• **REQUIREMENT**: Could you return every record below exactly as it is written?

• **Saved data entries**:
+ + +
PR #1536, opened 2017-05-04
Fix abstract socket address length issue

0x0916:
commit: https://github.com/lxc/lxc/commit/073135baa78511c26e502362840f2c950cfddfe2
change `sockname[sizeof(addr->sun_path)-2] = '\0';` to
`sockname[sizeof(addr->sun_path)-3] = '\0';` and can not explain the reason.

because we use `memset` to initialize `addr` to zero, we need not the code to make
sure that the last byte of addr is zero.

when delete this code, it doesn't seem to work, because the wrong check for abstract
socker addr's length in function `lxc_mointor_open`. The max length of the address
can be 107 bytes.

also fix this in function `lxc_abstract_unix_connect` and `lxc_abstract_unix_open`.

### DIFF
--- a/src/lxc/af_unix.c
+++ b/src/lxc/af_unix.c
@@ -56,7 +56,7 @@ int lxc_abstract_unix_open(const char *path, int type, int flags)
+ + +
• **SOLVED PROBLEM**:
PR #1536, opened 2017-05-04
Fix abstract socket address length issue

0x0916:
commit: https://github.com/lxc/lxc/commit/073135baa78511c26e502362840f2c950cfddfe2
change `sockname[sizeof(addr->sun_path)-2] = '\0';` to
`sockname[sizeof(addr->sun_path)-3] = '\0';` and can not explain the reason.

because we use `memset` to initialize `addr` to zero, we need not the code to make
sure that the last byte of addr is zero.

when delete this code, it doesn't seem to work, because the wrong check for abstract
socker addr's length in function `lxc_mointor_open`. The max length of the address
can be 107 bytes.

also fix this in function `lxc_abstract_unix_connect` and `lxc_abstract_unix_open`.

### DIFF
--- a/src/lxc/af_unix.c
+++ b/src/lxc/af_unix.c
@@ -56,7 +56,7 @@ int lxc_abstract_unix_open(const char *path, int type, int flags)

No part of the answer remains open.